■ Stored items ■
PR #698, opened 2017-07-10
Implement the Authorization Module

cesarghali:
This PR implements the authorization module for Key Transparency. This module allows users to access their own profiles and admins to access user profiles if they're authorized to do so.

Testing:
- go test impl/authorization/...
- make presubmit


impl/authorization/authorization_test.go
```diff
@@ -0,0 +1,257 @@
+package authorization
```
Liamsi: Lacking License header

impl/authorization/authorization.go
```diff
@@ -0,0 +1,75 @@
...
+			if p == sctx.Identity() && permitted(role, permission) {
+				return nil
+			}
+		}
+	}
+	return fmt.Errorf("%v is not authorized to perform %v on resource defined by <mapID=%v, appID=%v>", sctx.Identity(), permission, mapID, appID)
+}
+
+func resourceLabel(mapID, appID int64) string {
+	return fmt.Sprintf("%d|%d", mapID, appID)
```
gdbelvin: This works because mapID and appID don't contain the `|` character

impl/authorization/authorization.go
```diff
@@ -0,0 +1,75 @@
...
+	// Case 1.
+	if sctx.Identity() == userID {
+		return nil
+	}
+
+	// Case 2.
+	rLabel := resourceLabel(mapID, appID)
+	roles, ok := a.policy.GetResourceToRoles()[rLabel]
+	if !ok {
+		return fmt.Errorf("resource defined by <mapID=%v, appID=%v> does not exist", mapID, appID)
```
gdbelvin: does not have a defined policy?

Should this be access denied? If a resource doesn't have a policy it should failed closed.

core/proto/authorization/authorization.proto
```diff
@@ -43,7 +43,7 @@ message AuthorizationPolicy {
 
   // Roles contains a lot of role labels identifying each role.
   message Roles {
```
gdbelvin: consider renaming this RoleLabels

core/proto/authorization/authorization.proto
```diff
@@ -43,7 +43,7 @@ message AuthorizationPolicy {
...
-    repeated string label = 1;
+    repeated string labels = 1;
   }
 
   // label_to_role is a map of roles keyed by labels used in Roles.
```
gdbelvin: consider naming resource_to_roles - > resource_to_role_labels

gdbelvin: consider naming label_to_role, simply "roles"

impl/authorization/authorization.go
```diff
@@ -0,0 +1,75 @@
...
+	}
+	for _, l := range roles.GetLabels() {
+		role := a.policy.GetLabelToRole()[l]
+		for _, p := range role.GetPrincipals() {
```
gdbelvin: consider breaking this inner loop into a function `isPrincipalInRole`

impl/authorization/authorization.go
```diff
@@ -0,0 +1,75 @@
...
+		}
+	}
+	return fmt.Errorf("%v is not authorized to perform %v on resource defined by <mapID=%v, appID=%v>", sctx.Identity(), permission, mapID, appID)
+}
+
+func resourceLabel(mapID, appID int64) string {
+	return fmt.Sprintf("%d|%d", mapID, appID)
+}
+
+func permitted(role *authzpb.AuthorizationPolicy_Role, permission authzpb.Permission) bool {
```
gdbelvin: isPermissionInRole?

impl/authorization/authorization.go
cesarghali: They both `int64`. :)

impl/authorization/authorization_test.go
```diff
@@ -0,0 +1,257 @@
...
+	admin3   = "admin3@example.com"
+	admin4   = "admin4@example.com"
+	res1     = "1|1"
+	res2     = "1|2"
+	res3     = "1|3"
+	res4     = "1|4"
+)
+
+func setup() *authz {
+	roles1 := &authzpb.AuthorizationPolicy_Roles{
```
gdbelvin: This might be clearer as one big proto

impl/authorization/authorization.go
cesarghali: The error message is updated.

The gRPC handler will return an access denied error code when the call to this function fails.

impl/authorization/authorization_test.go
cesarghali: Good call. I didn't try to imagine it in one big proto, but it looks nicer now :)

cesarghali:
PR is updated. PTAL.

cesarghali:
@gdbelvin as for the default policy, something should be added in the next PRs.

impl/authorization/authorization.go
```diff
@@ -65,7 +63,16 @@ func resourceLabel(mapID, appID int64) string {
 	return fmt.Sprintf("%d|%d", mapID, appID)
 }
 
-func permitted(role *authzpb.AuthorizationPolicy_Role, permission authzpb.Permission) bool {
+func isPrincipalInRole(role *authzpb.AuthorizationPolicy_Role, identity string, permission authzpb.Permission) bool {
+	for _, p := range role.GetPrincipals() {
+		if p == identity && isPermisionInRole(role, permission) {
```
gdbelvin: Consider removing isPermissionInRole from this function, and having the caller test both 
`isPrincipalInRole() && isPermissionInRole()`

■ REQUIRED WORK ■
The lines above need to be restated word for word, all of them.

■ PROBLEM SOLUTION ■
PR #698, opened 2017-07-10
Implement the Authorization Module

cesarghali:
This PR implements the authorization module for Key Transparency. This module allows users to access their own profiles and admins to access user profiles if they're authorized to do so.

Testing:
- go test impl/authorization/...
- make presubmit


impl/authorization/authorization_test.go
```diff
@@ -0,0 +1,257 @@
+package authorization
```
Liamsi: Lacking License header

impl/authorization/authorization.go
```diff
@@ -0,0 +1,75 @@
...
+			if p == sctx.Identity() && permitted(role, permission) {
+				return nil
+			}
+		}
+	}
+	return fmt.Errorf("%v is not authorized to perform %v on resource defined by <mapID=%v, appID=%v>", sctx.Identity(), permission, mapID, appID)
+}
+
+func resourceLabel(mapID, appID int64) string {
+	return fmt.Sprintf("%d|%d", mapID, appID)
```
gdbelvin: This works because mapID and appID don't contain the `|` character

impl/authorization/authorization.go
```diff
@@ -0,0 +1,75 @@
...
+	// Case 1.
+	if sctx.Identity() == userID {
+		return nil
+	}
+
+	// Case 2.
+	rLabel := resourceLabel(mapID, appID)
+	roles, ok := a.policy.GetResourceToRoles()[rLabel]
+	if !ok {
+		return fmt.Errorf("resource defined by <mapID=%v, appID=%v> does not exist", mapID, appID)
```
gdbelvin: does not have a defined policy?

Should this be access denied? If a resource doesn't have a policy it should failed closed.

core/proto/authorization/authorization.proto
```diff
@@ -43,7 +43,7 @@ message AuthorizationPolicy {
 
   // Roles contains a lot of role labels identifying each role.
   message Roles {
```
gdbelvin: consider renaming this RoleLabels

core/proto/authorization/authorization.proto
```diff
@@ -43,7 +43,7 @@ message AuthorizationPolicy {
...
-    repeated string label = 1;
+    repeated string labels = 1;
   }
 
   // label_to_role is a map of roles keyed by labels used in Roles.
```
gdbelvin: consider naming resource_to_roles - > resource_to_role_labels

gdbelvin: consider naming label_to_role, simply "roles"

impl/authorization/authorization.go
```diff
@@ -0,0 +1,75 @@
...
+	}
+	for _, l := range roles.GetLabels() {
+		role := a.policy.GetLabelToRole()[l]
+		for _, p := range role.GetPrincipals() {
```
gdbelvin: consider breaking this inner loop into a function `isPrincipalInRole`

impl/authorization/authorization.go
```diff
@@ -0,0 +1,75 @@
...
+		}
+	}
+	return fmt.Errorf("%v is not authorized to perform %v on resource defined by <mapID=%v, appID=%v>", sctx.Identity(), permission, mapID, appID)
+}
+
+func resourceLabel(mapID, appID int64) string {
+	return fmt.Sprintf("%d|%d", mapID, appID)
+}
+
+func permitted(role *authzpb.AuthorizationPolicy_Role, permission authzpb.Permission) bool {
```
gdbelvin: isPermissionInRole?

impl/authorization/authorization.go
cesarghali: They both `int64`. :)

impl/authorization/authorization_test.go
```diff
@@ -0,0 +1,257 @@
...
+	admin3   = "admin3@example.com"
+	admin4   = "admin4@example.com"
+	res1     = "1|1"
+	res2     = "1|2"
+	res3     = "1|3"
+	res4     = "1|4"
+)
+
+func setup() *authz {
+	roles1 := &authzpb.AuthorizationPolicy_Roles{
```
gdbelvin: This might be clearer as one big proto

impl/authorization/authorization.go
cesarghali: The error message is updated.

The gRPC handler will return an access denied error code when the call to this function fails.

impl/authorization/authorization_test.go
cesarghali: Good call. I didn't try to imagine it in one big proto, but it looks nicer now :)

cesarghali:
PR is updated. PTAL.

cesarghali:
@gdbelvin as for the default policy, something should be added in the next PRs.

impl/authorization/authorization.go
```diff
@@ -65,7 +63,16 @@ func resourceLabel(mapID, appID int64) string {
 	return fmt.Sprintf("%d|%d", mapID, appID)
 }
 
-func permitted(role *authzpb.AuthorizationPolicy_Role, permission authzpb.Permission) bool {
+func isPrincipalInRole(role *authzpb.AuthorizationPolicy_Role, identity string, permission authzpb.Permission) bool {
+	for _, p := range role.GetPrincipals() {
+		if p == identity && isPermisionInRole(role, permission) {
```
gdbelvin: Consider removing isPermissionInRole from this function, and having the caller test both 
`isPrincipalInRole() && isPermissionInRole()`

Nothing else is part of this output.